She continued in the part until 1952 when she had to retire due to
illness. Ethyl Waters took The Beulah Show to ABC Television but McDaniel replaced her for six episodes in
1952. She quit the show after being diagnosed with advanced breast cancer and was replace for the final season of the
show by Louise Beavers.
Even
before the cancer diagnosis, McDaniel’s health had been in decline. In August 1950, McDaniel
suffered a heart attack and was
admitted to Temple Hospital in semi-critical condition.

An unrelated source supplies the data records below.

PR #9122, opened 2021-04-26
View changed submodule could hang GE

gerhardol:
Temporary fix for #8914 (not closing #8914)

The proper fix is in #8923, but that PR introduces some test instabilities so the app code is patched instead.

## Proposed changes

Do not hang the application when submodule status is not evaluated when viewing.

## Test methodology 

Manual.
You may have to insert the error by installing Symantec or adding a delay to submodule status calculation.

----

### DIFF
--- a/GitUI/GitUIExtensions.cs
+++ b/GitUI/GitUIExtensions.cs
@@ -115,9 +115,7 @@ namespace GitUI
 
                 if (file.IsSubmodule)
                 {
-                    // Patch already evaluated
-                    var status = ThreadHelper.JoinableTaskFactory.Run(
-                        () => file.GetSubmoduleStatusAsync() ?? Task.FromResult<GitSubmoduleStatus?>(null));
+                    var status = ThreadHelper.JoinableTaskFactory.Run(file.GetSubmoduleStatusAsync!);
                     return status is not null
                         ? LocalizationHelpers.ProcessSubmoduleStatus(fileViewer.Module, status)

She was
released in October to recuperate at
home but suffered a mild stroke and on
January 3, 1951.
She
died of breast cancer at age 57 on October 26, 1952 in the hospital on the
grounds of the Motion Picture House
in Woodland Hills, California.
But
her troubles were not over. Hollywood Cemetery, where she wanted to
be buried, refused to accept her remains because of the strict segregation
policy. She was buried instead at Rosedale Cemetery.
Despite
her good income from radio and TV, her estate
was valued at only $10,000 due to her generosity to family and friends and
sizable medical bills. The IRS claimed $11,000 in back taxes and a probate court ordered all of her property, including her Oscar, sold
to pay off creditors, principally
the IRS. Somehow the Oscar escaped the
sale and ended up at Howard University as
directed in her final will. It was on display in a cabinet in the theater department for several years before disappearing into storage. The University still can’t find the award but
vehemently denies rumors that angry student activists threw it into the Potomac in the 1970’s in protest to
McDaniel’s “demeaning portrayals.”
McDaniel with her now missing Academy Award trophy. Note that it was a plaque with a representation of an Oscar statuette, what Supporting player winners then were given.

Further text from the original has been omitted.